壁向かいに腰掛ける龍二はずっと陶子から視線を外さずにいる。真っ赤に泣き腫らした目の下瞼が捲れ、膨れ上がっているのが太陽の明るさで確認できた。
陶子は夜通し、龍二が垂れ流す愚痴と泣き言のオンパレードを聞き続けていた。それにより、次第に龍二の心に変化が生じている事がわかった。
無差別的な怒りから、深い絶望。ゆっくりと再燃を始めた怒りは政府サイドへと向けられ始めているようだった。陶子と同じ方向性を示しつつはあるが龍二のそれは単に自己保身の憤慨で、意気投合というには程遠い。
何より聞かされる陶子とすればいい加減うんざりだった。このゲームに意味はない、殺し合いなんて馬鹿げてる。龍二がさも悟りを開いたように口にするそれは、陶子からすれば「何を今更」という感じだったし、怒りが先行した言葉など吹けば飛ぶものだと思っていた。

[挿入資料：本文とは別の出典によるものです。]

PR #170, opened 2024-08-14
hotfix/remove-centra-checkout-callback-suspend

alexanderflink:
This fixes an issue we are having on a client project where `CentraCheckout.suspend()` is called after clicking the submit payment button in Klarna. This is apparently not supposed to be called according to [these](https://centra.dev/docs/tools/scripts/centra-checkoutscript#suspend-and-resume) docs.

Also fixes an unintentional bug in PaymentEmbed causing it not to render.

### DIFF
--- a/.changeset/seven-socks-help.md
+++ b/.changeset/seven-socks-help.md
@@ -1,0 +1,5 @@
+---
+'@noaignite/react-centra-checkout': patch
+---
+
+Removes invalid call to CentraCheckout.suspend, fixes PaymentEmbed not rendering
--- a/packages/react-centra-checkout/src/Context/index.tsx
+++ b/packages/react-centra-checkout/src/Context/index.tsx
@@ -259,6 +259,10 @@ export function CentraProvider(props: ProviderProps) {
         event.detail,
       )) as CheckoutApi.Response<CheckoutApi.SelectionResponse>
 
+      if ('selection' in response && response.selection) {
+        setSelection(response)
+      }
+
       window.CentraCheckout?.resume(event.detail.additionalFields?.suspendIgnore)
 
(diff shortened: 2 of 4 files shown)


adamsoderstrom (commented):
As i understand it, under "[Events](https://centra.dev/docs/tools/scripts/centra-checkoutscript#events)" we have an example of handling `centra_checkout_callback`.
According to the docs, When handling `centra_checkout_callback`, we shall **not** call `suspend` and **must** call `resume` after the request has resolved.

Under "[Suspend() and Ignore()](https://centra.dev/docs/tools/scripts/centra-checkoutscript#suspend-and-resume)", we see an example of handling quantity change in a cart, were we **must** call `suspend` before the request and we **must** call `resume` after the request has resolved.

If i've understood it correctly, then i think everything looks good here.

alexanderflink:
> As i understand it, under "[Events](https://centra.dev/docs/tools/scripts/centra-checkoutscript#events)" we have an example of handling `centra_checkout_callback`. According to the docs, When handling `centra_checkout_callback`, we shall **not** call `suspend` and **must** call `resume` after the request has resolved.
> 
> Under "[Suspend() and Ignore()](https://centra.dev/docs/tools/scripts/centra-checkoutscript#suspend-and-resume)", we see an example of handling quantity change in a cart, were we **must** call `suspend` before the request and we **must** call `resume` after the request has resolved.
> 
> If i've understood it correctly, then i think everything looks good here.

Yes, correct. This is also how I understand it, and have changed the handler accordingly.

adamsoderstrom:
> Yes, correct. This is also how I understand it, and have changed the handler accordingly.

Alright, will approve!

adamsoderstrom (approved):

PR #172, opened 2024-08-16
feat(types): add new Split type helper

maeertin:


adamsoderstrom (commented):
LGTM!

Though, i'm wondering if [`type-fest`](https://github.com/sindresorhus/type-fest)'s solution would be sufficient?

ただ、やはり陶子に対する殺意は萎えきってしまっているように見えた。
それでも無防備に振舞えば再び”欲が湧く”可能性も否定できず、安易な行動はできない。視覚と聴覚は常に龍二に集中させていた。
徹夜疲れによる眠気を堪え、腕時計へと目を落とす。定時放送まであと僅かに迫っていた。この展開を志摩唐葉は歯噛みして眺めているだろうか。
しかしこのまま三日間過ごし続けるのは辛い。三日三晩龍二の泣き言をBGMに過ごし、仲良く首輪爆発であの世行きでは、生き永らえる意味に疑問すら覚えそうだ。
色々と考え事をしてはいたが、増すばかりの睡魔を前に脳の回転は鈍る一方だった。
そうこうしているうちに、時計の針が午前六時を指し示した。
家の外に広がる薄い青色の空でハウリング音が響き、続いてあの通りの良い声が聞こえてきた。唐葉のものだ。
『どうだい? そろそろやる気になってくれないかねえ』
唐葉は痺れを切らしている様子もなく、変わらぬ粘着質な喋りだった。内心はどうかわかったものではないが。
「畜生、帰せよ! こんなゲーム、中止にしろよ!」
龍二が本部まで届くはずもない絶叫を張り上げる。よくもそんな声量が残っていたと思い、呆れと感心を二分した感情を覚えた。
彼の足はビニール紐で拘束されたままで、その龍二が手を振って暴れる姿は釣られたての魚のようで滑稽だった。少し可笑しかったが笑っている場合ではない。
「黙ってよ、放送を聞き逃すでしょ。午前七時に首輪爆発させたいの?」
それで龍二は不愉快そうに陶子を見たが、次第に表情を硬直させると無言で俯いた。言わねばわからないのか、と嘆息しつつペンを取り、続く放送に備える。
『それじゃあ禁止エリアの予告をするよ。午前七時からD−1。午前七時からD−1。覚えたかい? ABCDの四番目のDだよ、聞き間違えるんじゃないよ』
必要以上な唐葉の説明の元、陶子は地図に禁止エリアを書き留めた。この場所はA−2付近に当たり、当座関係はない。あと最低六時間はここに留まれる事になる。
しかし、思わぬ展開が陶子達を待ち受けていた。
『さて……。ちょいと尻を叩かせてもらうよ。追加趣向さ』
陶子は眉をひそめた。やはり殺し合わない状況を打破しようと何か試みるつもりなのだろう。二人を煽る手段と言えば、家族を人質にする方法が考えられた。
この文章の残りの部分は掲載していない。